A minimal pair is a pair of words differing in only one phoneme, such as bat and pat, or more and bore. A more complicated example would be the oft-quoted “tom-ay-to, tom-ah-to” (although these are really the same word, drawn from different dialects). The goal of the minimal pairs application is to be able to quickly locate examples of these for two specified phonemes.

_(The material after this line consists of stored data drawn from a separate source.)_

Issue #3102, opened 2025-04-10
Configurable webhook responses (in sync-mode)


taylordowns2000:
Both the **GovStack** and **OpenHIE** communities want/require to be able to build "client applications" that make `GET` requests to OpenFn endpoints (think: webhook urls) with designated access tokens (think: webhook auth methods) and get back some meaningful data in the reply.

This could be as simple as "reverse-proxying" a GET to `/i/abc123?patientId=007` via a single step workflow, as in "please do a get from OpenMRS `/api/patients?patientId=007` and forward the reply".

Or it could be as complex as "please run a whole workflow but don't reply to me until you're done".

Currently, we send a 201 with the created workorder and run ID so that the user can check the status of this async workflow later.

Here, we'd enable two additional modes for a workflow:
1. Async -> how OpenFn always worked in the past. (✅ - done)
2. Sync -> standardized response with a 201 and final `state` after the run finishes. (✅ - done in #3785 and #4323 )
3. **Custom** -> the user determines the response step, status code, and contents. 🎯

Note that this may mean we hold HTTP requests open for a _long time_ but that's OK... we envision future enhancements where users could designate "dedicated workers" for a high-traffic "channel" like this that does a simple reverse-proxy. (Edit, this other feature is tracked here: #4322 )

🔥 **Here's a [concept Figma](https://www.figma.com/design/4hGWdO4sajnjcOwE81j8BK/App--new-?node-id=5264-2051&p=f).** 🔥

<img width="1177" alt="Image" src="https://github.com/user-attachments/assets/2cd91fb0-ca8a-4d55-999b-e368368c71dd" />

<img width="1001" alt="Image" src="https://github.com/user-attachments/assets/4c410379-7c4a-49e4-8695-6e07cb71ddf1" />

<img width="1192" alt="Image" src="https://github.com/user-attachments/assets/0d74e9b5-8972-41b5-b124-6f8b6b02afb6" />

brandonjackson:
The underlying mental model here is that there are two common use cases and a long tail of possible options, which we shouldn't build ourselves, but that will have positive ROI for users. What would be helpful for me is to see an enumeration of what that long tail actually contains? 

1. Async
2. Sync 
3. Perform step 1 (which validates data format) then respond
4. Perform step 1 and 2 (which checks an external system to see if data is valid) then responds
5. IDK
6. ?
7. ?
8. ?
9. ?
10. ?

brandonjackson:
[...]

PR #3785, opened 2025-10-18
Handle "delayed response" (sync-mode) for webhook triggers

taylordowns2000:
This PR adds support for delayed webhook responses, allowing workflows to return their final state as the HTTP response to the original webhook request.

_**This is step 1, in service of https://github.com/OpenFn/lightning/issues/3102**_

A new webhook_reply enum field is added to triggers with three values:
1. `:before_start` (default) - Returns work order ID immediately (current behavior)
2. `:after_completion` - Waits up to 30s for workflow completion, then returns final state
3. `:custom` - Reserved for future use (we'll add a special step to workflows that is handled by lightning (not the worker) and triggers the "reply" event

When `:after_completion` is enabled, the webhook controller subscribes to a PubSub topic and blocks until the RunChannel broadcasts the final run state after execution completes. The response includes the worker's final state output and an appropriate HTTP status code based on the run result.

## Validation steps

1. Prerequisites: Connect a ws-worker running on the send_final_state branch (the official release is not yet available; tests will pass once the new worker version is released and package.json is updated)
2. Create a workflow with a webhook trigger
3. Update the trigger's webhook_reply field to `:after_completion`:
  ```ex
  trigger |> Ecto.Changeset.change(webhook_reply: :after_completion)
  |> Repo.update!()
  ```
4. POST to the webhook endpoint and observe:
  - Request blocks (does not return immediately)
  - After workflow completes, response contains the final state from the last job
  - Status code reflects run outcome (200 for success, 500 for failure/errors, 504 for timeout)
5. Verify default behavior still works:
  - Triggers with webhook_reply: :before_start return work order ID immediately

⭐️ The **TODO** ‼️ on lib/lightning_web/channels/run_channel.ex:200-201: This is the critical design decision about the "contract" with external systems. The current mapping of run states to HTTP status codes and response bodies should be carefully reviewed:
```ex
    case state do
      :success -> 200
      :failed -> 422
      :crashed -> 500
      :exception -> 500
      :killed -> 410
      :cancelled -> 499
      _other -> 500
    end
```

This mapping defines the public API contract and should be discussed before merging.

## AI Usage

- [x] Strategy / design
- [ ] Other
- [ ] I have not used AI

## Pre-submission checklist

### DIFF
--- a/lib/lightning_web/controllers/webhooks_controller.ex
+++ b/lib/lightning_web/controllers/webhooks_controller.ex
@@ -141,6 +141,10 @@ defmodule LightningWeb.WebhooksController do
         |> json(%{error: error})
     after
       Lightning.Config.webhook_response_timeout_ms() ->
+        Logger.warning(
+          "Webhook response timeout for work_order: #{inspect(work_order.id)}"
+        )
+
         conn
         |> put_status(:gateway_timeout)
         |> json(%{


lib/lightning_web/controllers/webhooks_controller.ex
```diff
@@ -121,6 +125,32 @@ defmodule LightningWeb.WebhooksController do
...
+        conn
+        |> put_status(status_code)
+        |> json(body)
+
+      {:webhook_error, status_code, error} ->
+        conn
+        |> put_status(status_code)
+        |> json(%{error: error})
+    after
+      Lightning.Config.webhook_response_timeout_ms() ->
```
elias-ba, line 143: Could we add log statement when timeout occurs for observability ? Something like
```elixir
Logger.warning("Webhook response timeout for work_order: #{work_order.id}")
```

test/integration/web_and_worker_test.exs
```diff
@@ -266,7 +267,7 @@ defmodule Lightning.WebAndWorkerTest do
 
       version_logs = pick_out_version_logs(run)
       assert version_logs["@openfn/language-http"] =~ "3.1.12"
-      assert version_logs["worker"] =~ "1.15"
+      assert version_logs["worker"] =~ "1.17"
       assert version_logs["node.js"] =~ "22.12"
       assert version_logs["@openfn/language-common"] == "3.0.2"
```
elias-ba, line 272: Are these assertions super important ? I am wondering what happens when any of these versions is bumped ? Would we need to update the test anytime ?

lib/lightning_web/channels/run_channel.ex
```diff
@@ -183,6 +189,52 @@ defmodule LightningWeb.RunChannel do
...
+        topic,
+        {:webhook_response, status_code, body}
+      )
+    end
+  end
+
+  defp determine_status_code(state) do
+    case state do
+      :success -> 200
+      :failed -> 422
```
elias-ba: Interesting. This typically means "Unprocessable Entity" which a validation error. If the workflow executed but produced a failure state, example: a job intentionally returned failure, this would be semantically incorrect, right ? Could we consider 200 with state: "failed" in metadata, or 400 if it's more like a client error ?

lib/lightning_web/channels/run_channel.ex
```diff
@@ -183,6 +189,52 @@ defmodule LightningWeb.RunChannel do
...
+      :crashed -> 500
+      :exception -> 500
+      :killed -> 410
```
elias-ba: 410 means "Gone" (resource permanently deleted). This seems odd for a killed workflow. Could we consider 503 (Service Unavailable) or 500 ?

lib/lightning_web/channels/run_channel.ex
```diff
@@ -183,6 +189,52 @@ defmodule LightningWeb.RunChannel do
...
+          work_order_id: work_order.id,
+          run_id: run.id,
+          state: run.state,
+          error_type: run.error_type,
+          inserted_at: run.inserted_at,
+          started_at: run.started_at,
+          claimed_at: run.claimed_at,
+          finished_at: run.finished_at
+        }
+      }
```
elias-ba, line 216: This is nice. Since this defines a public contract, should we consider adding a version field in meta: `%{api_version: "1.0", ...}` ?

taylordowns2000:
note that @stuartc 's vote is a `200` for all run states - don't provide info on run state in the HTTP status

PR #3788, opened 2025-10-20
fix: credential handling in collaborative editor jobs

### LINKED ISSUE #3760: Collaborative editor crashes when saving job without credential
### User story

When I create a job in the collaborative editor and don't select a credential, the workflow fails to save with a validation error.

### Details

The job form sends `undefined` for empty credential fields. The backend expects `nil` or a valid credential ID, so the save fails.

This blocks users from creating jobs that don't need credentials (like simple data transformations with the common adaptor).

The job form also lacks test coverage in both unit and E2E tests. The LiveView workflow editor has tests in `workflow-steps-creation.spec.ts`, but the React collaborative editor doesn't.

### Implementation notes

1. Add unit tests for the JobInspector component
2. Add E2E tests that cover the credential selection scenarios
3. Fix the bug so jobs can be saved without credentials

### Release notes

Jobs in the collaborative editor can now be saved without selecting a credential.

### User acceptance criteria

- [ ] Jobs can be saved without selecting a credential
- [ ] Jobs can be saved with a project credential
- [ ] Jobs can be saved with a keychain credential
- [ ] Credentials can be cleared after being selected
- [ ] Unit tests cover the JobInspector form behavior
- [ ] E2E tests verify the credential scenarios work end-to-end

elias-ba:
## Description

This PR fixes a bug where the collaborative editor crashes when saving a job without selecting a credential. The root cause was that the `addJob()` function left credential fields as `undefined` instead of explicitly setting them to `null`, causing backend validation failures.

Closes #3760

## Validation steps

1. **Create job without credential:**
   - Create a new workflow in the collaborative editor
   - Add a job without selecting any credential
   - Click "Save"
   - Verify workflow saves successfully with success toast
   - Reload page and verify job appears with no credential selected

2. **Test credential selection:**
   - Select a project credential and save
   - Verify it persists after reload
   - Clear the credential and save
   - Verify it's cleared after reload

3. **Test both editors:**
   - Repeat above steps in the LiveView editor
   - Verify consistent behavior

1. **Root Cause:** The bug was in `createWorkflowStore.ts:addJob()` which only set `id`, `name`, and `body` fields. Credential fields were never initialized, leaving them as `undefined` in Y.Doc. When workflows were saved before user interaction, `undefined` was sent to the backend, causing validation failures.

2. **Minimal Fix:** The fix adds just 2 lines to explicitly initialize credentials:
   ```typescript
   jobMap.set("project_credential_id", job.project_credential_id || null);
   jobMap.set("keychain_credential_id", job.keychain_credential_id || null);
   ```

## AI Usage

- [ ] Strategy / design
- [ ] Other
- [ ] I have not used AI

## Pre-submission checklist

- [x] I have implemented and tested all related **authorization policies**. (N/A - no authorization changes)


assets/js/collaborative-editor/stores/createWorkflowStore.ts
```diff
@@ -474,7 +474,12 @@ export const createWorkflowStore = () => {
     // Observer handles the rest: Y.Doc → immer → notify
   };
 
-  const addJob = (job: Partial<Session.Job>) => {
+  const addJob = (
+    job: Partial<Session.Job> & {
+      project_credential_id?: string | null;
+      keychain_credential_id?: string | null;
+    }
+  ) => {
```
stuartc: This isn't right, these attributes should be on Session.Job; i.e. they are missing from the type. Not sure why they were unioned on the arguments.

Also they shouldn't be optional.

assets/js/collaborative-editor/components/inspector/JobInspector.tsx
```diff
@@ -345,6 +345,11 @@ export function JobInspector({ job, renderFooter }: JobInspectorProps) {
                   "keychain_credential_id",
                   resolved.keychain_credential_id
                 );
+                // Manually trigger updateJob to persist credentials to Y.Doc
+                updateJob(job.id, {
+                  project_credential_id: resolved.project_credential_id,
+                  keychain_credential_id: resolved.keychain_credential_id,
+                });
```
stuartc, line 352: Do we really have to do this? I thought that by setting the field value on the form would trigger the onChange at the top? Hmm, guess it makes sense. Just want to be sure.

Also there is a type warning here, Session.Job is missing project_credential_id, weird I'm not getting it for keychain_credential_id as well. But yeah we need to add the properties to the type.

stuartc (approved):
I've addressed my comments 👍

PR #3826, opened 2025-10-22
Manual run from new canvas

taylordowns2000:
@stuartc , this mostly works but the existing dataclip search doesn't appear to be right. can you review the structure and then either (a) fix/implement the dataclip search so it matches the functionality of the liveview dataclip search or (b) give me a thumbs up to continue barking up the same tree?

### DIFF
--- a/assets/js/collaborative-editor/components/ManualRunPanel.tsx
+++ b/assets/js/collaborative-editor/components/ManualRunPanel.tsx
@@ -272,33 +272,13 @@ export function ManualRunPanel({
     (selectedTab === "existing" && selectedDataclip) ||
     selectedTab === "custom";
 
-  // Use HotkeysContext to manage runPanel scope
-  const { enableScope, disableScope, activeScopes } = useHotkeysContext();
-
-  logger.debug({ activeScopes });
-
-  // Enable runPanel scope when this component mounts
-  // Parent (WorkflowEditor) manages the "panel" scope to prevent conflicts
-  useEffect(() => {
-    enableScope("runPanel");
-
-    return () => {
-      disableScope("runPanel");
-    };
-  }, [enableScope, disableScope]);
-
   // Handle Escape key to close the run panel
   useHotkeys(
     "escape",
     () => {
-      logger.debug("Triggered Esc");
       onClose();
     },
-    {
-      enabled: true,
-      scopes: ["runPanel"],
-      enableOnFormTags: true,
-    },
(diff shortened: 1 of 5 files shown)


stuartc:
I've just pushed a bunch of changes.

Cleanup and refactoring:

- Removed unused useOutsideClick hook
- Refactored ManualRunPanel to use the InspectorFooter pattern for consistency
- Replaced console.log calls with proper logger namespaces in FullScreenIDE and workflow hooks

Architectural changes: Introduced UIStore to manage run panel state

- No props drilling between Header, WorkflowEditor, and ManualRunPanel
- Removed the InnerEditor wrapper component (it only existed to lift state, UIStore takes care of this now)
- Fixed hotkey scope management so Escape works correctly when switching between inspector and run panel

Some notes (non-exhaustive):

1. I'm not sure if it existed before my changes, but if you open the manual run panel from a trigger/job and hit escape it also dismisses the selected node as well. While we have separate hotkey scopes for this, something is causing the inspector to be closed as well. I would assume it would be layered as the enable/disableScope functions are stacked. I didn't get to the bottom of it, but we do need to pay attention to this, whether we are ok with this behaviour or not, we need to be aware of why dismissing the run panel also causes the job/trigger to be deselected as well.
2. No proper error ahndling on the dataclipApi or it's consumers. We should address this and potentially building an API client wrapper to separate calling a specific API and our API's common specifics like headers, csrf etc.
3. Need to make sure we reflect in an issue that comment on Header.tsx saying that can_run_workflow isn't available, that would need to be retrieved when we fetch the session context (i.e. session + current user specific data).
4. Interesting (intentional) side effect of the ManualRunPanel and the useEffect around line 98, if users click different nodes it throws out their search state, not sure that was the original behaviour. 

_Edit:_ Ok so for 4, when you change nodes it doesn't update the run panel - so that useEffect doesn't really do anything. Since we don't change the runContext when clicking different nodes those props never change; so now it feels unnecessary or defensive. But it's kind odd to be able to click different nodes and not actually see any change other than on the diagram.

stuartc (approved):

taylordowns2000:
@stuartc , so we don't lose this in Slack:
1. need to restore the run panel context updating - if you click another node, your runpanel must still udpate to let you run from that step/trigger
2. need to restore the disableScope behaviour - ok if we don't do it that way, but must make sure that the behaviour is preserved: an `Esc` press on ManualRunPanel shouldn't _also_ close JobInspector/TriggerInspector panels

The data is drawn from the CMU Pronouncing Dictionary, maintained by Carnegie Mellon University in Pennsylvania, USA. Their entire database is available for download, and contains words and their corresponding pronounciations in terms of phonemes, where each phoneme is drawn from the arpabet. The database has entries like the following:
TOMATO T AH0 M EY1 T OW2 TOMATO(1) T AH0 M AA1 T OW2
Here we can see the two different pronounciations of “tomato”. The digits following each vowel record the amount of stress put on that particular vowel when saying the word.
The actual database contains over 130,000 words, which is far too many to be useful for our purposes. It also contains swear words, and other undesirable words. I filtered the dictionary using some random wordlist of the top 10,000 most common English words with rude words removed. I also strip the stresses off the vowels, and translate the arpabet phonemes into (roughly) equivalent IPA, which is more useful to Australians.
Unfortunately, I can’t find a pronounciation dictionary for Australian or British English, and so there are many erroneous pairs, which would not be minimal pairs with Australian pronounciation, for example caught and lot.